EXERCISE REQUIREMENTS> With the listing in front of you, retype it exactly.

PROVIDED DATA>
+---+

PR #953, opened 2023-06-15
Various docstring and type annotation updates

benhoyt:
The intent here is to sprinkle a bit of consistency over our reference docs. There's currently a fair bit of duplication, lack of type information on attributes, or just unclear docs, and so on. One of the biggest changes was giving instance attributes proper type annotations and separating out and enhancing their docstrings.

+---+

ANSWER TO THIS PROBLEM>
PR #953, opened 2023-06-15
Various docstring and type annotation updates

benhoyt:
The intent here is to sprinkle a bit of consistency over our reference docs. There's currently a fair bit of duplication, lack of type information on attributes, or just unclear docs, and so on. One of the biggest changes was giving instance attributes proper type annotations and separating out and enhancing their docstrings.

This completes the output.